The economics of altruism, first introduced by Adam Smith and later revived by economists such as Kenneth Boulding, has become an increasingly important idea. My well-being depends first on having empathy for the ­misfortune of others and second on a willingness to give up income to improve their lot. The widespread support for using taxes to fund social safety net programs such as social assistance reveals that maximizing personal welfare, a touchstone of traditional economics, also depends on ensuring at least the minimum well-being of others.

George’s selflessness illustrates the themes of benevolence and the power of altruism that echo through modern economics.

A second economic lesson is even more current. In a stroke of genius, Clarence devises an experiment: through heavenly powers, he transports George to a world into which he had never been born. His brother drowns, the pharmacist’s client dies from receiving the poison and Mr. Potter acquires the S&L, immediately foreclosing on many mortgages and throwing George’s friends out of their homes.

Creating the “counterfactual,” a world as it is now, except with or without a policy/program/tax, is a standard technique in modern economics. Traditionally, economists used “thought experiments,” logical arguments or abstract math to parse policy.

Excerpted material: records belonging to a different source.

PR #4562, opened 2026-08-15
chore: refactor local E2E runner, add gear-scoped workflows, and clean up example-server/test wiring

Artifizer:
## Summary

This PR updates the local build/test workflow around focused gear operations, manifest-driven E2E suites, and make benchmarking/matrix tooling.

Key changes:

- Adds gear-scoped Makefile workflows for build, check, test, lint, OpenAPI, and E2E paths.
- Introduces manifest-driven local E2E orchestration via `tools/scripts/run_e2e.py`.
- Renames E2E layout from `testing/e2e/gears` to `testing/e2e/suites` and updates suite manifests/docs.
- Adds Python helpers for make benchmarking and make matrix execution.
- Adds persisted benchmark scenario logs and clearer benchmark scenario naming.
- Adds a gear-scoped PR workflow.
- Updates example-server feature selection and Python tooling execution from the managed venv.
- Fixes OpenAPI generation bootstrapping by linking AM GTS envelope providers.
- Adds rustls corecrypto serial-test locking support for handshake smoke tests.

## Rebase

Rebased `make-optimization` onto current `origin/main` (`Artifizer/gears-rust`). No conflicts were reported during the rebase.

## Validation

Not run after the rebase in this session.


Makefile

Modern economics, under the influence of such thinkers as the Nobel laureate Vernon Smith, has become more experimental. Economic laboratories put undergrads through countless studies in behavioural economics, and we attempt to use large-scale social experiments such as the Ontario basic income pilot to chart policy. Clarence, in his bumbling way, hits upon a very modern economic research technique. George now understands the pivotal role he has played in others’ lives and decides to live.

Popular culture contains hidden economic insights. I still think the movie is hokey, but I now need to break away… I am late for my annual viewing of A Christmas Carol with Alastair Sim as Scrooge.

Gregory Mason is an associate professor of economics at the University of Manitoba.